Decompose the outer scaling error for x * (A*B).

Decompose the matrix-multiplication error for A*B, propagating finiteness from F.scalemx x (F.mulmx A B).

Matrix Addition Error

mat_sum_error establishes that floating-point matrix addition \(\mathtt{fl}(A + B)\) equals the exact sum of two slightly perturbed matrices. Each entry of both perturbation matrices is bounded in relative terms by the unit roundoff \(\mathbf{u}\). This is a pure backward result: no forward error term appears.

Theorem mat_sum_error :
  ∀ m n
    (A B : 'M[ftype t]_(m, n))
    (Hfin : F.finitemx (F.addmx A B)),
  ∃ EA EB : 'M[R]_(m, n),
       map_mx FT2R (F.addmx A B)
     = (map_mx FT2R A + EA) + (map_mx FT2R B + EB)
  ∧ (∀ i j, ∃ d ,
        EA i j = map_mx FT2R A i j × d ∧ Rabs d ≤ @default_rel t )
  ∧ (∀ i j, ∃ d ,
        EB i j = map_mx FT2R B i j × d ∧ Rabs d ≤ @default_rel t ).

Scaled Matrix Sum Error

mat_axpby_error bounds the floating-point operation \(\mathtt{fl}(xA + yB)\) by combining the mixed errors from each scaling step with a backward error from the floating-point addition. The result decomposes into relative perturbations of \(A\) and \(B\) bounded by \(\mathbf{u}\) and irreducible absolute forward errors from each scaling, bounded by \(\eta\).

Theorem mat_axpby_error :
  ∀ [m n]
    (A B : 'M[ftype t]_(m, n))
    (x y : ftype t)
    (Hfin : F.finitemx
              (F.addmx (F.scalemx x A) (F.scalemx y B))),
  ∃ EA EB ea eb eta1 eta2 : 'M[R]_(m, n),
       map_mx FT2R (F.addmx (F.scalemx x A) (F.scalemx y B))
     = scalemx (FT2R x) (map_mx FT2R A + EA) + eta1 + ea
       + scalemx (FT2R y) (map_mx FT2R B + EB) + eta2 + eb
  ∧ (∀ i j,
        Rabs (EA i j) ≤ @default_rel t × Rabs (map_mx FT2R A i j))
  ∧ (∀ i j,
        Rabs (EB i j) ≤ @default_rel t × Rabs (map_mx FT2R B i j))
  ∧ (∀ i j, ∃ d ,
          ea i j
        = (scalemx (FT2R x) (map_mx FT2R A + EA) + eta1) i j × d
       ∧ Rabs d ≤ @default_rel t )
  ∧ (∀ i j, ∃ d ,
          eb i j
        = (scalemx (FT2R y) (map_mx FT2R B + EB) + eta2) i j × d
       ∧ Rabs d ≤ @default_rel t )
  ∧ (∀ i j, Rabs (eta1 i j) ≤ @default_abs t )
  ∧ (∀ i j, Rabs (eta2 i j) ≤ @default_abs t ).

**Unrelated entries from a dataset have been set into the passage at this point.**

PR #4058, opened 2025-02-18
Add licences to myst.yml

da5nsy:
This should add little buttons to each page that link to the licences we use.

Taken from [here](https://github.com/jupyter-book/mystmd/blob/0ca2c6792b3f83d58942788cf499d495a9e3e73d/docs/myst.yml#L5-L7).


JimMadge (approved):
Ooo, very nice. Looks great in the preview 👍.

PR #4093, opened 2025-03-28
Missed a few edits in updating governance docs

malvikasharan:
@Arielle-Bennett made some edits which seem to have not been integrated.

This PR reintroduces them.

A few future PRs will be created when we transition our infra (emails for example) out - which is not in this PR!


Arielle-Bennett (approved):
Thanks for catching these @malvikasharan 🌷

PR #4103, opened 2025-03-31
align local build instructions

da5nsy:
We currently have local build instructions in 2 separate places. This PR removes one and replaces it with a link to the other.


JimMadge (approved):

JimMadge:
I think, let's only have the instructions in one place. And in this project that place feels like it should be the book :+1:.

Decompose the outer addition as a pure backward error.

Decompose the mixed error for the scaling x * A.

Decompose the mixed error for the scaling y * B.

General GEMM Error

GEMM_error is the master error theorem for the floating-point GEMM operation \(\mathtt{fl}(s_1(AB) + s_2 Y)\). It decomposes the result into backward perturbation components and forward absolute errors arising from matrix multiplication (bounded by \(g(n)\) and \(g_1(n,n)\)), scalar scaling (bounded by \(\mathbf{u}\) and \(\eta\)), and matrix addition (backward, bounded by \(\mathbf{u}\)). The proof composes mat_axpby_error and MMC_error.

Theorem GEMM_error :
  ∀ [m n p]
    (A : 'M[ftype t]_(m, n))
    (B : 'M[ftype t]_(n, p))
    (Y : 'M[ftype t]_(m, p))
    (s1 s2 : ftype t)
    (Hfin : F.finitemx
              (F.addmx (F.scalemx s1 (F.mulmx A B)) (F.scalemx s2 Y))),
  ∃ ab1 ab2 ab3 ab4 ab5 y1 y2 y3 : 'M[R]_(m, p),
       map_mx FT2R
         (F.addmx (F.scalemx s1 (F.mulmx A B)) (F.scalemx s2 Y))
     = (scalemx (FT2R s1)
            ((((map_mx FT2R A ×m map_mx FT2R B) + ab1) + ab2) + ab3)
          + ab4) + ab5
       + ((scalemx (FT2R s2) (map_mx FT2R Y + y1) + y2) + y3)
  ∧ (∀ k : 'I_p,
        ∃ E0 ,
             col k ab1 = E0 ×m col k (map_mx FT2R B)
          ∧ (∀ i j,
                Rabs (E0 i j) ≤ g n × Rabs (map_mx FT2R A i j)))
  ∧ (∀ i j, Rabs (ab2 i j) ≤ g1 n n )
  ∧ (∀ i j,
        Rabs (ab3 i j) ≤
          @default_rel t ×
          Rabs ((((map_mx FT2R A ×m map_mx FT2R B) + ab1) + ab2)%Ri i j))
  ∧ (∀ i j,
        Rabs (y1 i j) ≤ @default_rel t × Rabs (map_mx FT2R Y i j))
  ∧ (∀ i j, ∃ d ,
          ab5 i j
        = (scalemx (FT2R s1)
             ((((map_mx FT2R A ×m map_mx FT2R B) + ab1) + ab2) + ab3)
           + ab4) i j × d
       ∧ Rabs d ≤ @default_rel t )
  ∧ (∀ i j, ∃ d ,
          y3 i j
        = (scalemx (FT2R s2) (map_mx FT2R Y + y1) + y2) i j × d
       ∧ Rabs d ≤ @default_rel t )
  ∧ (∀ i j, Rabs (ab4 i j) ≤ @default_abs t )
  ∧ (∀ i j, Rabs (y2 i j) ≤ @default_abs t ).

Decompose the axpby structure for s1*(A*B) + s2*Y, obtaining backward addition errors ab5, y3 and forward scaling errors ab4, y2, together with backward scaling perturbations ab3, y1.

Decompose the matrix-multiplication error for A*B, propagating finiteness from the s1*(A*B) factor of Hfin.

End MMERROR.